=== Your goal ===
Find the word "incremental" in the listing. Copy out each line where it occurs.

=== Data shown ===
Issue #94, opened 2015-03-04
What is the name of this project?


stuartpb:
I'm looking to create a Docker image for this project, and maybe some OS-level packages as well. The trouble is, the naming around this project, with regards to its binary, its repo, and its documentation, are contradictory: the documentation refers to it as "Seaweed-FS", its name on sites like bintray is "seaweed", its repo name on GitHub is "weed-fs", and the name of its binary is "weed".

I want to call this project "seaweed", while its daemon name is "weed", in a similar fashion to how the "MongoDB" project's binaries are called "mongos" and "mongod". With this, the name for Docker images for this would be called "seaweed", and the package names to install this would be "seaweed".

Should there be a different name for external packages? If so, what should this name be?

chrislusf:
The names on bintray or github are due to historical reason.

How about use the name "SeaweedFS", similar to "MongoDB", and leave the binary as "weed"?

stuartpb:
I can handle that, though it'd make more sense if the repo were named "SeaweedFS" to reflect that. (GitHub handles repo redirects now, so it wouldn't be so disruptive.)

ArtworkAD:
The repo is still "weed-fs". @chrislusf Are you going to rename it?

chrislusf:
I tried, but did not find a clean way just to rename it.  So I gave up. Anyway, the repo name and the project name do not need to match.

ArtworkAD:
@chrislusf agree but I just started exploring seaweed-fs and it confused me that there are two names for it. If the name is weed-fs then keep it. If it is seaweed-fs then it is worth renaming it. I would create a new rename branch, replace weed-fs with seaweed-fs and give it a try.

chrislusf:
There are also many url redirects, source code changes. Not trivial.

stuartpb:
If you go to https://github.com/chrislusf/weed-fs/settings#rename_field, enter "seaweedfs" as the new name, and click "Rename", GitHub will set up the URL redirects for you.

As for the source code changes, I'll submit a pull request that's ready to go as soon as the repo is moved.

stuartpb:
*Excellent*.

chrislusf:
Big thanks to @stuartpb !

PR #118, opened 2015-04-16
Change all chrislusf/weed-fs links to point to chrislu/seaweedfs

stuartpb:
To be merged after renaming the repo (#94)


stuartpb:
(The Travis failure is to be expected - this change will only work after the repo is moved.)

PR #126, opened 2015-04-19
FIXED: When RaftServer cannot find a leader, Return a more readable erro...

yanyiwu:
...r.

Before:
curl -F "file=1234" "http://127.0.0.1:9333/submit"
{"error":"Post http:///dir/assign: http: no Host in request URL"}
After:
curl -F "file=1234" "http://127.0.0.1:9333/submit"
{"error":"Raft Server not initialized!"}


yanyiwu:
A more readable error message can be used to help developers find what is the real problem.

Issue #134, opened 2015-04-30
[in-progress] Export data changed since X


fedotxxl:
Hello. Can you add param `-changed-since` which will export all files changed since some value? We need it for implementing incremental backups - exporting whole data every day is too expensive 

Technically we can `diff` two tar files but even exporting single volume will generate too many wasteful disk load

chrislusf:
Here is how to backup data efficiently.

https://github.com/chrislusf/seaweedfs/wiki/Data-Backup

fedotxxl:
@dyeldandi added -newer param. We make 1 full backup per week + incremental backup every day by `-newer` param

PR #145, opened 2015-05-20
Using LastModified in export to export only new files and fill up ctime and mtime in tar archive

dyeldandi:
Added -newer argument, which takes a date/time in RFC3339 format and exports only files newer than this time
Using LastModified in TarHeader ctime and mtime


dyeldandi:
Hello!

I think it covers issue #134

=== Response ===
Hello. Can you add param `-changed-since` which will export all files changed since some value? We need it for implementing incremental backups - exporting whole data every day is too expensive 
@dyeldandi added -newer param. We make 1 full backup per week + incremental backup every day by `-newer` param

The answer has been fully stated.